START Supplied material

PR #49, opened 2021-10-15
Control API Design Documentation

tobru:
## Checklist

### DIFF
--- a/docs/modules/ROOT/pages/references/architecture/control-api-design.adoc
+++ b/docs/modules/ROOT/pages/references/architecture/control-api-design.adoc
@@ -1,0 +1,74 @@
+= APPUiO Control API Design
+
+This page describes the overall APPUiO Control API ("API" in the rest of this page) design.
+It adheres to the decision taken in xref:explanation/decisions/control-api.adoc[APPUiO Control API].
+The design follows the features asked in xref:explanation/system/details-ui.adoc[System idea: Graphical user interface].
+
+image:reference/control-api-design.drawio.svg[]
+
+== Cross-Zone Objects
+
+The cross-zone objects are stored in a control namespace called `appuio-cloud-control`.
+These are the objects which are global to the {product} instance.
+RBAC rules do protect these objects.
+
+=== `Organization`
+
+This is the main object.
+It's job is to manage the organization.
+
+* Manage the lifecycle and access rules of the Organization specific Namespace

END Supplied material

__Assignment__
Write each entry out again. Do not change a word.

__Worked solution__
PR #49, opened 2021-10-15
Control API Design Documentation

tobru:
## Checklist

### DIFF
--- a/docs/modules/ROOT/pages/references/architecture/control-api-design.adoc
+++ b/docs/modules/ROOT/pages/references/architecture/control-api-design.adoc
@@ -1,0 +1,74 @@
+= APPUiO Control API Design
+
+This page describes the overall APPUiO Control API ("API" in the rest of this page) design.
+It adheres to the decision taken in xref:explanation/decisions/control-api.adoc[APPUiO Control API].
+The design follows the features asked in xref:explanation/system/details-ui.adoc[System idea: Graphical user interface].
+
+image:reference/control-api-design.drawio.svg[]
+
+== Cross-Zone Objects
+
+The cross-zone objects are stored in a control namespace called `appuio-cloud-control`.
+These are the objects which are global to the {product} instance.
+RBAC rules do protect these objects.
+
+=== `Organization`
+
+This is the main object.
+It's job is to manage the organization.
+
+* Manage the lifecycle and access rules of the Organization specific Namespace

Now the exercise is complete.